En 2020 armamos un presupuesto con perspectiva de género, que decimos que está en construcción porque armar un presupuesto con perspectiva de género es transformar metodologías, conocimientos, estadísticas, procesos, que pueden ser cantidad de personas a las que te dirigís, o en construcción, cantidad de unidades producidas. Así que hay que transformar muchas metodologías y conseguir compromisos políticos para que se lleven adelante políticas que cierren brechas de desigualdad. Desde que se cerró el presupuesto nacional en 2020, que era para el 2021, con perspectiva de género lo que sí tuvimos es un efecto muy grande en las provincias. Hoy tenemos 16 provincias que trabajan con iniciativas de proyectos de presupuestos con perspectiva de género. La última en sumarse a principios de este mes, fue Salta. Hay algunas que ya han avanzado muchísimo, en Santa Fe, Buenos Aires tiene una ley. Hay provincias que han avanzado muchísimo y eso fortalece un proceso colectivo en el que se van afianzando las metodologías. A nivel nacional tuvimos el problema de que el presupuesto 2021 no se aprobó, también tenía perspectiva de género, porque también lo habíamos hecho en esa misma clave. Hoy se está por hacer una extensión de presupuesto por decreto. ¿Que tenga perspectiva de género qué significa? Que primero se haga un diagnóstico de la situación que muestra cuál es la situación económica de los segmentos en donde hay inconvenientes y dónde se pueda apuntalar. También habla de recaudación con perspectiva de género, porque hay impuestos que se fueron modificando para dar lugar a la disparidad que hay entre varones y mujeres en cuanto los ingresos, pero también Ganancias, que puedas tener una devolución por cuidado, es decir, cuando tengas que contratar un servicio de guardería, una persona que cuida en tu casa, que limpia, etc, antes era solamente una empleada doméstica, ahora es por cuidado de niñas y niños. Eso también lo podés deducir de Ganancias, en la parte de los gastos, en la parte de inversión y gastos del Estado, también tiene que ver cómo se recauda, pero tuvimos ese pequeño inconveniente el año pasado.

Argentina parece que está constantemente al borde del abismo, más allá de la perspectiva de género, más allá de tu mirada ¿qué opinas de esta situación?
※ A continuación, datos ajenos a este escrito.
PR #636, opened 2019-12-06
Add to science_gpu_no_output config settings from science_gpu introduced in #613

cubranic:


cubranic:
What are unit tests failing when I changed a science_no_output config?

PR #637, opened 2019-12-06
feat: add a stage to the config to track the output dataset IDs

jrs65:


config/chime_science_run_recv.yaml
```diff
@@ -267,6 +266,28 @@ remove_ev:
...
+    in_buf: visbuf_5s_26m_ungated_post
+  26mgated:
+    kotekan_stage: visDebug
+    in_buf: visbuf_5s_26m_gated_post
+  cal:
+    kotekan_stage: visDebug
+    in_buf: visbuf_10s_cal
+  timing:
+    kotekan_stage: visDebug
+    in_buf: visbuf_10s_timing_ne{
```
nritsche:
```suggestion
    in_buf: visbuf_10s_timing_ne
```

andrerenard:
```suggestion
    in_buf: visbuf_10s_timing_ne
```

jrs65: Ooops. Stupid vim.

jrs65: I think you and @nritsche both caught the same thing. It's vim's fault.

PR #641, opened 2019-12-07
fix(applygain): remove check on num_threads vs buffer size

nritsche:


jrs65:
We should also remove this for `baselineCompression`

Creo que estamos en una situación difícil a nivel del país, hay cuestiones políticas y económicas a nivel también mundial. Estamos saliendo -ojalá- de una pandemia, que trastrocó el paisaje productivo a nivel internacional, con una recuperación muy despareja, no solo entre varón/mujer, sino en sectores productivos. Hay sectores como el turismo y la cultura que recién se empezaron a recuperar a finales del año pasado en Argentina, pero hay lugares del mundo en que todavía no. Hoy Shangai en China tiene 16 millones de personas en cuarentena. A eso se le suma la guerra de Ucrania y Rusia, que afecta a la producción de combustibles, que afecta al precio de los alimentos. Hay algunas advertencias con respecto a este problema: António Guterres, el secretario general de la ONU, advierte sobre la inseguridad alimentaria. Dado que gran parte de lo que se produce en Ucrania y Rusia va a parar al fondo de alimentos que tiene la ONU, para países que están en crisis alimentaria, que son países africanos, países centroamericanos, países con refugiados por conflictos bélicos, o problemas de cambios climáticos como huracanes, ciclones, etc. Ellos están advirtiendo que la caída en la producción de alimentos afectará a los bolsones de alimentos que se utilizan para las crisis humanitarias, y va a dar lugar a problemas de hambruna. El Fondo Monetario Internacional, formó un fondo de resiliencia, la ONU también lo tiene, eso nos está alertando sobre una situación hacia 2023 con escasez de alimentos. En el invierno de Argentina se espera que haya conflictos con el acceso a la energía, entonces todos esos vectores hacen que tengamos que estar muy alertas, que haya más de un escenario para trabajar en las cuestiones económicas, donde si todo sale bien, bueno, pero si no sale tan bien, hay que tener las cosas para trabajar sobre la mesa. Creo que algunos problemas políticos están obstruyendo esos debates, que cuanto más rápido se solucionen esos problemas políticos mejor vamos a avanzar.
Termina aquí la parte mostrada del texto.